▶ [DATA]

****************************************

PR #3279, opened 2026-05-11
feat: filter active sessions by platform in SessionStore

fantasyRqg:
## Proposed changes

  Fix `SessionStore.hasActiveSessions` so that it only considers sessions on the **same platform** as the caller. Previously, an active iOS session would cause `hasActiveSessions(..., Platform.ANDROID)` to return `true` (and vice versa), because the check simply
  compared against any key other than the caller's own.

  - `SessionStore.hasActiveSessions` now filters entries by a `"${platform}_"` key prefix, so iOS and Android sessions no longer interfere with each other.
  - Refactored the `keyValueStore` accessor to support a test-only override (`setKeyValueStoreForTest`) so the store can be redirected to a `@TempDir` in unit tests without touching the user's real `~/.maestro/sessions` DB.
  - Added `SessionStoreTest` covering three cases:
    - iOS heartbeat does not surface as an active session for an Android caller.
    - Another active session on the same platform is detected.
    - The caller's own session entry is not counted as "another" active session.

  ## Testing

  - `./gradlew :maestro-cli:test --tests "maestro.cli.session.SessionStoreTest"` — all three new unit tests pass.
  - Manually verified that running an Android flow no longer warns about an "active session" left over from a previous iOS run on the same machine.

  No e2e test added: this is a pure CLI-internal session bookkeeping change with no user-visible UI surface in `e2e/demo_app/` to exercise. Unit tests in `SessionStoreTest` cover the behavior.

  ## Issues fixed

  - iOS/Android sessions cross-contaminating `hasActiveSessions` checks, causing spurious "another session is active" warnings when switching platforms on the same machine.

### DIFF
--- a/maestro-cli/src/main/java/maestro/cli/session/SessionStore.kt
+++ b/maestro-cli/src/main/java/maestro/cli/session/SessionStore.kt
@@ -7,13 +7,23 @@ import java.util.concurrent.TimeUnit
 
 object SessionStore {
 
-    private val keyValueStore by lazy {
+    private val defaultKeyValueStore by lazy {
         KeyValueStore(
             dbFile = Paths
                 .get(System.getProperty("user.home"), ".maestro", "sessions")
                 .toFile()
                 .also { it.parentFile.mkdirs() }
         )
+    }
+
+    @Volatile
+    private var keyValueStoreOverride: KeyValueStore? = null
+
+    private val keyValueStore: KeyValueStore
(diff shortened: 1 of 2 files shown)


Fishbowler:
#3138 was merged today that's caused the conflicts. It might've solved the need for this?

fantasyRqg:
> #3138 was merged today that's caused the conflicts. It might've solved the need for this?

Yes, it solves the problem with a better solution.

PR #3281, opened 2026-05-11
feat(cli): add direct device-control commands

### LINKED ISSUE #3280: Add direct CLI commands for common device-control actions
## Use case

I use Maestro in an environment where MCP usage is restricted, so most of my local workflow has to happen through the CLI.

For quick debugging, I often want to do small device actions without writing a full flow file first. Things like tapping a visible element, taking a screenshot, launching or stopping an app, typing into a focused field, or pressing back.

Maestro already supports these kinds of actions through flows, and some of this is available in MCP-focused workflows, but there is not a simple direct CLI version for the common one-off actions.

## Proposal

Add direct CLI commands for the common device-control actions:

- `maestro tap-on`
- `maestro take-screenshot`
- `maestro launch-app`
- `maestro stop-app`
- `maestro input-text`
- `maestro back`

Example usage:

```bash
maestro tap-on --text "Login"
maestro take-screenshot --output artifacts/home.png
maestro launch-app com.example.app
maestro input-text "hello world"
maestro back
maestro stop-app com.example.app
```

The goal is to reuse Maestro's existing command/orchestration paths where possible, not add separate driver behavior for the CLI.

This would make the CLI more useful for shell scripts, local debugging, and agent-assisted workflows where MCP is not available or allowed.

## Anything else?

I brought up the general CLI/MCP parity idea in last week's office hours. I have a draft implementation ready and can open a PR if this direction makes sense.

****************************************

▶ [DIRECTIONS] Up to and including the line with "## Proposed changes", transcribe the entries above exactly, starting from their first line.

▶ [EXERCISE SOLUTION]
PR #3279, opened 2026-05-11
feat: filter active sessions by platform in SessionStore

fantasyRqg:
## Proposed changes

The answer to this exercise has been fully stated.